PR #273, opened 2020-04-08
Fix some deprecations and other warnings

marco-neumann-jdas:
See commit msgs for details.

There is one notable case left where we test the roundtrip of byte-string columns through pyarrow, likely a leftover from python 2. Since I would like to raise in the serializer in that case and also adjust the tests, this will be done in another PR.

### DIFF
--- a/kartothek/serialization/_generic.py
+++ b/kartothek/serialization/_generic.py
@@ -378,7 +378,7 @@ def _ensure_type_stability(
         error messages.
     """
 
-    value_dtype = pd.Series(value).dtype
+    value_dtype = pd.Series(value if is_list_like(value) else [value]).dtype
     array_like, array_value_type = _handle_categorical_data(array_like, require_ordered)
☆ ☆ ☆
--- Your goal ---
Your job is to print all of the material again, word for word.

--- Answer space ---
PR #273, opened 2020-04-08
Fix some deprecations and other warnings

marco-neumann-jdas:
See commit msgs for details.

There is one notable case left where we test the roundtrip of byte-string columns through pyarrow, likely a leftover from python 2. Since I would like to raise in the serializer in that case and also adjust the tests, this will be done in another PR.

### DIFF
--- a/kartothek/serialization/_generic.py
+++ b/kartothek/serialization/_generic.py
@@ -378,7 +378,7 @@ def _ensure_type_stability(
         error messages.
     """
 
-    value_dtype = pd.Series(value).dtype
+    value_dtype = pd.Series(value if is_list_like(value) else [value]).dtype
     array_like, array_value_type = _handle_categorical_data(array_like, require_ordered)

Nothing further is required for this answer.